A behavioural testing example involved presenting a deliberately misleading prompt to evaluate whether the agent appropriately challenges the underlying assumption or simply reproduces inaccurate information. Such tests help assess not only the accuracy of outputs but also the reliability, robustness, and trustworthiness of the agent's behaviour under different conditions.

Human oversight and proportional monitoring remain essential

The presentation emphasised the importance of human oversight and continuous monitoring. As AI outputs become more sophisticated, organisations must continue to challenge and verify results rather than rely on them automatically. Monitoring should be proportionate to factors such as autonomy, business impact and regulatory significance, with tiering helping to balance innovation and control.
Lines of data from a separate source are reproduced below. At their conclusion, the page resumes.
PR #1011, opened 2026-08-12
Handle partially loaded snapshots correctly across all halo finders

apontzen:
Builds on the `complete_keys()` API from #1009 (now on master) and makes every halo finder behave sensibly when the snapshot has been partially loaded. There are two halves, because the finders fall into two categories.

## Finders which identify particles by ID

These can detect that a halo extends beyond the loaded particles, so they now do. Rockstar, Subfind (when reordering), AHF, VELOCIraptor and AdaptaHOP map their particle IDs with `_map_iords_to_fpos` / `_map_iords_to_fpos_one_halo`, so a missing particle is counted rather than raising `IllegalIordError`, and the affected halos are reported through the existing `complete_keys()` / `is_complete()` / `get_complete_mask()` API.

All five assembled their index lists by writing into a preallocated array using file-derived boundaries, which no longer holds once particles are dropped. A shared helper does the compaction:

```python
HaloCatalogue._assemble_particle_indices(mapped_iords_per_halo, num_halos, num_particles, sort=False)
```

It takes an iterable of `(file_positions, num_missing)` pairs, one per halo, compacts the index list, rebuilds the boundaries and records the counts. HBT+ is moved onto it, replacing its hand-rolled equivalent.

Two needed more than a call swap: VELOCIraptor's `__get_particle_indices_from_halo_index` mapped IDs internally, so it is now `__get_particle_ids_from_halo_index` returning raw IDs, with the mapping and the combined bound + unbound missing count done by the caller; and AHF maps inside `_ahf_to_pynbody_particle_ids`, so that and `_load_ahf_particle_block` now return `(ids, num_missing)`.

A particle ID which is absent because it was never loaded is indistinguishable from one absent because we have misread the catalogue's ID convention — unless the snapshot is complete, in which case nothing *can* be missing. `_map_iords_to_fpos` uses that: on a complete snapshot it raises `IllegalIordError` naming the likely cause, rather than reporting most of the halos as incomplete.

## Finders which identify particles by file position

A halo's membership here is expressed as offsets into the snapshot file, and if some particles were never loaded those offsets denote different particles. Making these work properly would mean exposing pynbody's file layout logic systematically to the halo module — per-`PartType` versus per-family addressing, concatenation across files, ramses' lack of a `LoadControl` — so instead these catalogues refuse to load, raising the new `PartialLoadingNotSupportedError`.

**This trade — silently wrong data becomes a hard error — is a deliberate decision, and is approved.** It is a behaviour change for anyone combining these finders with partial loading, so it wants a release note, but nothing that previously *worked* is lost. What it replaces:

| case | result before this PR |
|---|---|
| AHF halo 12, entirely inside the loaded region | 5294 particles returned, **0** of them correct |
| AHF halo 28 (contains gas) | `IndexError: index 872541 is out of bounds for axis 0 with size 853578` |
| SubFind halo 1, entirely inside the loaded region | 19153 particles returned, **500** not members of the halo at all |

Controlled by `HaloCatalogue._uses_file_position_addressing`, checked via `_refuse_if_snapshot_partially_loaded`. It applies to the four SubFindHDF classes, AHF unless it is using iords *and* the newer file format, Subfind where the snapshot is taken to be ordered, and — checked lazily, since it is only discoverable at mapping time — any catalogue falling back to sequential IDs because no `iord` array exists.

Two details worth reviewing:

- The check is in `__init__`, never in `_can_load`. `SimSnap.halos()` tests `_can_load` in priority order and then constructs without a try/except, so a refusal in `_can_load` would silently fall through to a *different* halo finder — the worst outcome, since the user would get a plausible-looking catalogue from the wrong code.
- AHF and SubFindHDF also check early, before they go looking for their files. Otherwise `f[:1000].halos()` reported "No candidate AHF catalogue found", which points at the wrong problem. For AHF the early answer is deliberately weaker than the final one, because with `use_iord=True` it still depends on the file format revision, which cannot be read until the files have been located — and for a view they cannot be located at all. `_determine_file_position_addressing` holds that logic in one place and is called at both points; `HaloCatalogue.__init__` re-runs the refusal with the final answer.

Catalogues built from an array of halo numbers per particle (`HaloNumberCatalogue`, and hence HOP) are in neither category: the array covers exactly the particles which were loaded, so it stays self-consistent. It simply cannot tell that a halo extends beyond them, so it keeps `_can_determine_completeness = False` and warns if asked about completeness. After this PR that is the only case where the warning fires — for the file-position finders, if the catalogue exists at all then the snapshot is complete, and so is every halo.

## Identifying a partially loaded snapshot

The refusal is only as trustworthy as the test behind it, so `SimSnap` gains a public, tested predicate:

```python
f.is_partially_loaded()
```

True whenever the snapshot holds less than its file, however that came about: particle selection within the files opened (`take=`, `take_region=`, swift's `take_swift_cells`), selection of whole files (ramses `cpus=`, `with_gas=False` or `maxlevel=`, or being pointed at one file of a multi-file HDF5 set), or a view such as `f[:100]` or `f.dm`. Views count because they may also reorder particles. `CopyOnAccessSimSnap` inherits the state of whatever it wraps, which matters because that is the case tangos exercises.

For a deeper exploration of AI validation approaches and practical considerations for model risk management, see Grant Thornton's article, Validating Artificial Intelligence Systems: A Modern Capability for Model Risk Management.

Conclusion

The conference demonstrated that both supervisors and financial institutions are actively investing in artificial intelligence while simultaneously strengthening governance and control frameworks. The ECB's keynote highlighted how AI is being integrated into supervisory processes through a combination of technology investment, organisational readiness and human oversight. The industry panel expanded on these themes by exploring the practical realities of AI adoption, including governance, accountability, data foundations and evolving regulatory expectations. Finally, the Grant Thornton presentation provided a practical framework for validating and monitoring AI systems, highlighting the shift from traditional model validation towards broader AI system governance.

Although approaches continue to mature, all three sessions reinforced a common message: successful AI adoption requires a balance between innovation and control, supported by strong governance, clear accountability and ongoing investment in people, processes and technology.